Doesn't even feel like that long ago.


----------



## JonnyWhoopes (Mar 17, 2012)

Somebody want to upload this to tinypic? I can't see things on imgur.


----------



## emolover (Mar 17, 2012)

Interestingly it looks primitive.

This makes me feel bad for how many posts I have made since August 2010.


----------



## Jaycee (Mar 17, 2012)

emolover said:


> This makes me feel bad for how many posts I have made since August 2010.


 
< comparing it to my post count in less than half the time


----------



## tx789 (Mar 17, 2012)

I think the look changed with like 3 days of me joining I've posted like 4 or something posted or 1 then it changed but I joind sept 2010


----------



## JianhanC (Mar 17, 2012)

Chris you're back!
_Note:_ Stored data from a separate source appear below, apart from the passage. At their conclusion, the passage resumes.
PR #1929, opened 2022-12-02
Update 500 page to have GOVUK Styles

chrispymm:
Updates the 500 page for the editor to have GOVUK styles.

Needs to be fully standalone and cannot rely on editor assets.

Subset of the GOVUK CSS generated using a chrome extenmsion to pull the used styles from one of our live 404 pages. Then tidied up a bit.

**Large screen**
image

**Small screen**
image

### DIFF
--- a/public/500.html
+++ b/public/500.html
@@ -39,6 +39,13 @@
       .govuk-visually-hidden{padding:0!important;border:0!important;}
       .govuk-visually-hidden{position:absolute!important;width:1px!important;height:1px!important;margin:0!important;overflow:hidden!important;clip:rect(0 0 0 0)!important;-webkit-clip-path:inset(50%)!important;clip-path:inset(50%)!important;white-space:nowrap!important;}
       #main-content{min-height:55vh;}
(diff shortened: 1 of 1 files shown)


public/500.html
```diff
@@ -1,67 +1,97 @@
...
-  <div class="dialog">
-    <div>
-      <h1>There is a problem with MoJ Forms</h1>
-      <p>Try again later.</p>
+    <div class="govuk-width-container govuk-body-m">
+      <main class="govuk-main-wrapper govuk-main-wrapper--auto-spacing" id="main-content" role="main">
+        <!-- This file lives in public/500.html -->
+        <h1>There is a problem with MoJ Forms</h1>
+        <p>Try again later.</p>
+        <p>If the problem persists, email <a href="mailto: moj-forms@digital.justice.gov.uk">moj-forms@digital.justice.gov.uk</a></p>
```
brenetic, line 90: does this need to have the `govuk-link` class?

chrispymm: Ah yes. Good catch. That measn this isalso an issue on our live 404 page, as that's where I copied the markup from.

PR #1931, opened 2022-12-02
Remove test that triggers a publish

chrispymm:
Didn't think things through and worte a test that triggers a publihs when running in circle.

This then causes failed publish jobs due to the length of the form name.

Remove the test - the only way to acceptance test the feature is to publish, so we'll have to go without for now.


brenetic (approved):
🚀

Hope you're here to stay :3


----------



## ThomasJE (Mar 17, 2012)

I much prefer the new design.


----------



## Gaétan Guimond (Mar 17, 2012)

Who has the record for most number of post ?


----------



## JianhanC (Mar 17, 2012)

I believe it was Arnaud back in the days.


----------



## ThomasJE (Mar 17, 2012)

Now, I think it's Mike Hughey.


----------



## 4Chan (Apr 9, 2016)

Bump bump for the history lesson.


----------



## Matt11111 (Apr 9, 2016)

4Chan said:


> Bump bump for the history lesson.



Bump bump for the new update.


----------



## CubeDatCube (Apr 9, 2016)

Nostalgia much.


----------



## IAmEpic2004 (Apr 10, 2016)

Thanks for the history lesson.


----------



## gyroninja (Apr 10, 2016)

Minus the banner, the forums look a lot better than what we have now. They look really clean and straight to the point.


----------



## IQubic (Apr 10, 2016)

This is how the forum used to look when I visited it a long time ago.. Never knew how to make an account. Then the change occured and I saw how to do it. 

Sent from my LG-H345 using Tapatalk


----------